What Difference Does It Make?
So, why would you want a cloud application instead of a simple client/server arrangement? Consider the following ping times:
> ping www.google.cn PING www.google.cn (126.96.36.199): 56 data bytes 64 bytes from 188.8.131.52: icmp_seq=0 ttl=239 time=273.340 ms 64 bytes from 184.108.40.206: icmp_seq=1 ttl=239 time=478.394 ms 64 bytes from 220.127.116.11: icmp_seq=2 ttl=239 time=421.920 ms 64 bytes from 18.104.22.168: icmp_seq=3 ttl=239 time=343.003 ms 64 bytes from 22.214.171.124: icmp_seq=4 ttl=239 time=263.843 ms 64 bytes from 126.96.36.199: icmp_seq=5 ttl=239 time=482.231 ms ...
The round-trip time between my desk in Berkeley, California, and one of Google's servers in Hong Kong ranges from a bit over a quarter to almost half a second, and we're sending only 56 bytes. There's essentially no server overhead, but we're hostage to both distance and the speed of the routers through which the data is passing. (A tracert reports only 17 hops, so the latency is probably all distance.) The picture is different when the server is close by. Here are the results from Berkeley to San Jose (12 hops):
> ping google.com PING google.com (188.8.131.52): 56 data bytes 64 bytes from 184.108.40.206: icmp_seq=0 ttl=54 time=19.815 ms 64 bytes from 220.127.116.11: icmp_seq=1 ttl=54 time=20.466 ms 64 bytes from 18.104.22.168: icmp_seq=2 ttl=54 time=35.547 ms ...
A cloud application (or at least the instance of the application that we're talking to), would ideally be running on the machine with the best access time. That's the main advantage — the cloud can effectively reconfigure itself to take care of pesky details like network latency.
However, there's actually no way to guarantee that this reconfiguration will actually happen, which brings us to the dark underbelly of a cloud app: We need to program for the worst case.

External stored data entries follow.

PR #219, opened 2019-04-11
re-pin geotiff

ocefpaf:
Even though the geotiff 1.4 series was OK with the x.x pin I decided to be more conservative here to avoid headaches. We don't have ABI info on the 1.5.x series.

Pinging @hobu who may have more info on the ABI compatibility. See https://abi-laboratory.pro/?view=timeline&l=libgeotiff for the past info.

### DIFF
--- a/recipe/conda_build_config.yaml
+++ b/recipe/conda_build_config.yaml
@@ -185,7 +185,7 @@ pin_run_as_build:
   geos:
     max_pin: x.x.x
   geotiff:
-    max_pin: x.x
+    max_pin: x.x.x
   glew:
     max_pin: x.x
   glpk:
@@ -396,7 +396,7 @@ gdal:
 geos:
   - 3.7.1
 geotiff:
-  - 1.4.2
+  - 1.5.1
 giflib:
   - 5.1.7
 glew:
--- a/recipe/meta.yaml
+++ b/recipe/meta.yaml
@@ -1,4 +1,4 @@
-{% set version = "2019.04.11" %}
+{% set version = "2019.04.12" %}
 
 package:
   name: conda-forge-pinning


ocefpaf:
BTW, I'm planning to merge this as soon as it passes b/c we need this to complete the `proj4` migration.

hobu:
libgeotiff 1.5 will also require proj6 and sqlite3 as part of the https://gdalbarn.com transition. See @erouault blog posts there for exact details. http://osgeo-org.1560.x6.nabble.com/gdal-dev-libgeotiff-1-5-0-release-candidate-td5398253.html also provides some info.

ocefpaf:
> libgeotiff 1.5 will also require proj6 and sqlite3 as part of the [gdalbarn.com](https://gdalbarn.com) transition.

`proj6` is done but we still need to build with `sqlite3`.

Any info on the ABI for the 1.5 series? Is it safe to use major.minor pinning?

hobu:
>  Is it safe to use major.minor pinning?

I'll cautiously say yes? 😄 There was effort done to prevent removal of previously available symbols and no-op them. 

Debian has some tracking on it too.

https://metadata.ftp-master.debian.org/changelogs//main/libg/libgeotiff/libgeotiff_1.5.1-1~exp2_changelog

https://buildd.debian.org/status/package.php?p=libgeotiff&suite=experimental

ocefpaf:
> Debian has some tracking on it too.

Thanks but there is no ABI in there. I guess we need to as [ABI laboratory](https://abi-laboratory.pro/?view=timeline&l=libgeotiff) to track the new source, it seems that they are stuck at `1.4.x`.

> libgeotiff 1.5 will also require proj6 and sqlite3

@hobu I searched the docs and the repo but I could not find how to compile it with `sqlite3`.

hobu:
> @hobu I searched the docs and the repo but I could not find how to compile it with sqlite3.

pkg-config on unix. 

https://github.com/OSGeo/libgeotiff/blob/master/.appveyor.yml describes one way on windows

PR #221, opened 2019-04-24
pin qt

ocefpaf:
~~# DO NOT MERGE YET!!!~~

~~We need to finish https://github.com/conda-forge/qt-feedstock/pull/103 first.~~

That is done! We have `qt 5.9.7` with latest `openssl` for all three main platforms (Windows, Linux, and macOS).


scopatz:
You are a hero @ocefpaf!

PR #236, opened 2019-06-09
Pixman aarch64

hmaarrfk:
xref: https://github.com/conda-forge/cairo-feedstock/pull/48

tjakob
@tjakob
Jun 07 10:41
> Hi all, as part of the migration effort I start to look at cairo (conda-forge/cairo-feedstock#48). It is building fine for POWER, but failing on x86 and aarch64. For x86, change the gcc version to 5.4 makes it work, and the aarch64 build needs pixman 0.38 (as 0.34 is not available)
How would I go about updating the version dependencies?

Checklist

### DIFF
--- a/recipe/conda_build_config.yaml
+++ b/recipe/conda_build_config.yaml
@@ -531,8 +531,7 @@ pango:
 perl:
   - 5.26
 pixman:
-  - 0.34  # [not (aarch64 or ppc64le)]
-  - 0.38  # [aarch64 or ppc64le]
+  - 0.38
 poppler:
   - 0.67.0
 proj4:
--- a/recipe/conda_build_config.yaml
+++ b/recipe/conda_build_config.yaml
@@ -531,7 +531,8 @@ pango:
 perl:
   - 5.26
 pixman:
-  - 0.34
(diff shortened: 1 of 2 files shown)


recipe/conda_build_config.yaml
```diff
@@ -531,7 +531,8 @@ pango:
 perl:
   - 5.26
 pixman:
-  - 0.34
+  - 0.34  # [not (aarch64 or ppc64le)]
+  - 0.38  # [aarch64 or ppc64le]
```
ocefpaf: Let's migrate everything to 0.38 then.

hmaarrfk: That would require a migrator right?

ocefpaf: Yep. Those are relatively easy and won't affect your plans to re-render what you need for `aarch64` or `ppc64le` right way.

hmaarrfk:
Follow instructions here

https://conda-forge.org/docs/maintainer/pinning_deps.html#propagate-pin-changes-with-a-migrator

recipe/conda_build_config.yaml
hmaarrfk: ok done.

PR #246, opened 2019-07-10
cfitsio

ocefpaf:
See https://abi-laboratory.pro/?view=timeline&l=cfitsio

### DIFF
--- a/recipe/conda_build_config.yaml
+++ b/recipe/conda_build_config.yaml
@@ -362,6 +362,8 @@ bzip2:
   - 1
 cairo:
   - 1.16
+cfitsio:
+  - 3.470
 curl:
   - 7.64
 dbus:
--- a/recipe/meta.yaml
+++ b/recipe/meta.yaml
@@ -1,4 +1,4 @@
-{% set version = "2019.07.04" %}
+{% set version = "2019.07.10" %}
 
 package:
   name: conda-forge-pinning


ocefpaf:
https://github.com/conda-forge/cfitsio-feedstock/pull/18 was merged and now we need this one to ensure the packages that depends on `cfitsio` are properly pinned.

Ping @teake and @pkgw for a review before we merge this one.

ocefpaf:
That was quick :smile:

teake:
Naive question: why does this need to be pinned here as well as in the `run_exports` of `cfitsio`? Wouldn't the latter be sufficient?

Would this also not put a (small) barrier to upgrading `cfitsio`? I.e. I would have to update this feedstock if I want to build against a newer version, right? (I'm asking because I want to build against a future version, which is due this month).

pkgw:
@teake `run_exports` is sort of the low-level mechanism for trying not to break binary compatibility, but the pinning system provides more flexibility in the version constraints, and is also how we coordinate package upgrades across the ecosystem. When a bunch of packages depend on a library, it allows us to standardize their version constraint and automate the process of updating it when we want to upgrade to a new version that may not be ABI compatible. When there are 50 packages that depend on one library that becomes important.

It is true that if you want to move the system to a new version of a pinned package, you have to put in a PR on this repo, but that's pretty easy. (E.g. see the diff associated of this PR.) Also note that we can upgrade the `cfitsio` package itself in the standard way; it's just that if we want other packages to start building against it, we need to update the pin. If this system had been in place before we wouldn't have broken gdal (conda-forge/gdal-feedstock#303).

ocefpaf:
@teake Peter's answer explain it perfectly. Note that, if you are not installing anything that depends on `cfitsio` but only `cfitsio` itself you will get the latest one.

teake:
Thanks for the reply! I'll happily take your word for it that globally pinning packages is important, though I'm afraid I haven't run in to enough fail scenarios to have come the same conclusion by myself. I'll try to wrap my head around it.

It would have been helpful for me if https://conda-forge.org/docs/maintainer/pinning_deps.html#globally-pinned-packages had a section 'The importance of pinning globally' with one or two examples of things that go wrong when not pinning globally. If I come up with a scenario I'll try to add it there.

ocefpaf:
> It would have been helpful for me if conda-forge.org/docs/maintainer/pinning_deps.html#globally-pinned-packages had a section 'The importance of pinning globally' with one or two examples of things that go wrong when not pinning globally. If I come up with a scenario I'll try to add it there.

Indeed. Our docs are still lacking but they are way better than a few months ago :wink: 

Thanks for taking a look at them!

Imagine a cloud app that's doing some kind of word completion. Every time you type a character, it's sent off to a server, which finds words prefixed with whatever you've typed. The server sends back a list of possible matches, and your program displays these. Most of the cloud books, in fact, demonstrate this sort of thing in exactly that way — the local application talks to the server with literally every keystroke. Given the look-up times, etc., your user isn't going to be particularly happy with your worst-case response time. You can, however, rethink your strategy. When the first few characters are typed, the server could send you a large, perhaps exhaustive, list of every word that could possibly start with those characters. Thereafter, the application can use that list to update its display rather than going back to the server with every key press. By eliminating the redundant network queries, we make the application much more responsive.
On the plus side, the cloud is amorphous and can indeed reconfigure itself based on observed load. If Google notices that there is a lot of traffic between Berkeley and Hong Kong, it may well replicate the Hong Kong server somewhere in California, and the latency would suddenly improve. The same applies to your cloud application: It will, ideally, be running on several geographically distributed servers, with the topology scaling to accommodate actual requests. In other words, the size of the network (and your cloud-services provider) matters. For cloud services to be effective, the provider has to be large. If you deploy to the Google or Amazon infrastructure, you're effectively leveraging the flexibility inherent in a very large network. By my rather strict definition, an application running on a single server, whether it's an ISP or so-called cloud host, isn't a cloud application at all because it looses the scalability and flexible topology of a true cloud infrastructure.